In These Turbulent Times, Reach for Merck
I've been a fan of Pfizer ever since the 2009 acquisition of Wyeth (I discussed my view most recently in May.) Although I still think Pfizer should be a core holding, here's another to consider: Merck.
Admittedly, I'm late to the party. Merck shares are up 42% over the past year. Even so, I think there's upside from here. Let's review the key issues.
Earlier this month, Merck's multi-blockbuster asthma drug Singulair lost U.S. patent exclusivity. As the market is flooded with inexpensive generics, U.S. sales of the branded version will rapidly disappear. European patents for Singulair expire early next year, although ex-U.S. generic erosion curves tend to be somewhat more gradual.

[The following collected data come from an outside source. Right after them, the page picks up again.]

PR #3610, opened 2021-08-21
some ai_profiles fixes

Goober5000:
1) Several AI profiles options were getting reset on every iteration through the loop.  They should only be reset when the profile is initially created.
2) Keeping track of AI hits on the player ship was added by Sushi in 9246a2f74d and needs to be guarded by a flag.  This flag has been enabled for mods that set the required FSO version.

### DIFF
--- a/code/ai/ai_profiles.cpp
+++ b/code/ai/ai_profiles.cpp
@@ -468,7 +468,6 @@ void parse_ai_profiles_tbl(const char *filename)
 
 				set_flag(profile, "$firing requires exact los:", AI::Profile_Flags::Require_exact_los);
 
-				profile->ai_path_mode = AI_PATH_MODE_NORMAL;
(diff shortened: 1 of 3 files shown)


Baezon (approved):

code/ai/ai_profiles.cpp
```diff
@@ -568,7 +565,6 @@ void parse_ai_profiles_tbl(const char *filename)
 
 				//Intention is to expand this feature to include a preference for close or long range weapons
 				//hence using something besides a simple flag.
-				profile->ai_range_aware_secondary_select_mode = AI_RANGE_AWARE_SEC_SEL_MODE_RETAIL;
```
EatThePath, line 571: In my defense, I didn't realize this was the one table that looped! 😉 Funny, since I've recently been using this table as a role model and never noticed this goof since...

The Singulair patent "cliff" is not a surprise to Wall Street, but that doesn't mean it won't have an impact on the company's income statement. Despite retaining "rest of world" -- non-U.S. and non-European -- exclusivity, I expect nearly 75% of the drug's $5.5 billion in worldwide sales to disappear over the next six months.
Importantly, Singulair's operating profit margin likely far exceeds the company's other major franchises, since it doesn't require as much marketing as less well-entrenched products. As a result, the loss of exclusivity hurts both sales and profit margins. That's the downside to a dominant pharmaceutical franchise, and explains why investors often underestimate the impact of a generic "cliff." In Merck's case, Wall Street analysts and investors seem to have modeled Singulair's erosion well enough that the impact has been correctly built into consensus earnings.
I like Merck for two reasons. First, the company pays a 3.8% dividend, slightly higher than those of Pfizer or Johnson & Johnson. Even with repeated R&D screw-ups, like those at competitor Eli Lilly, investors seem unwilling to let the dividend yield creep much above 4.5%. That provides a valuation floor for Merck around $37 per share.